*Problem details:* Find all lines below containing the string "CSharp" and return them.

*Given information:*
PR #76835, opened 2025-01-21
Reduce work in ConversionsBase.AddUserDefinedConversionsToExplicitCandidateSet

ToddGrun:
The ArrayBuilder usage in this method is showing up slightly in speedometer CPU profiles (0.1%) but more heavily in local profiles I've taken using a much larger version of the file that Kayle provided than what the speedometer tests use (2.6%)

This method is called quite often and the (isExplicit && isChecked) check seems to not hit very often (specifically, never in my testing of opening/simple editing of the file). The usage of the pool and populating the array builder aren't necessary unless that case is hit, so I've reshuffled the code around a bit to avoid that.

### DIFF
--- a/src/Compilers/CSharp/Portable/Binder/Semantics/Conversions/UserDefinedExplicitConversions.cs
+++ b/src/Compilers/CSharp/Portable/Binder/Semantics/Conversions/UserDefinedExplicitConversions.cs
@@ -231,8 +231,7 @@ namespace Microsoft.CodeAnalysis.CSharp
                 }
                 else
                 {
-                    var originalOperators = ArrayBuilder<MethodSymbol>.GetInstance(operators.Count);
-                    originalOperators.AddRange(operators);
+                    var originalOperatorCount = operators.Count;
 
                     var operators2 = ArrayBuilder<MethodSymbol>.GetInstance();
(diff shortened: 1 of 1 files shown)


src/Compilers/CSharp/Portable/Binder/Semantics/Conversions/UserDefinedExplicitConversions.cs
```diff
@@ -222,27 +222,27 @@ private void AddUserDefinedConversionsToExplicitCandidateSet(
...
-
                 // Add regular operators as well.
                 if (operators.IsEmpty)
                 {
-                    candidates.AddRange(operators2);
+                    declaringType.AddOperators(WellKnownMemberNames.ExplicitConversionName, operators);
                 }
                 else
                 {
+                    var originalOperators = ArrayBuilder<MethodSymbol>.GetInstance(operators.Count);
```
333fred, line 234: Consider, instead of allocating and copying here, just saving `operators.Count` here, and switching to `for` loop below.

ToddGrun: Nice idea!

333fred (approved):

AlekseyTs (approved):
LGTM (commit 2)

*Output below:*
--- a/src/Compilers/CSharp/Portable/Binder/Semantics/Conversions/UserDefinedExplicitConversions.cs
+++ b/src/Compilers/CSharp/Portable/Binder/Semantics/Conversions/UserDefinedExplicitConversions.cs
@@ -231,8 +231,7 @@ namespace Microsoft.CodeAnalysis.CSharp
src/Compilers/CSharp/Portable/Binder/Semantics/Conversions/UserDefinedExplicitConversions.cs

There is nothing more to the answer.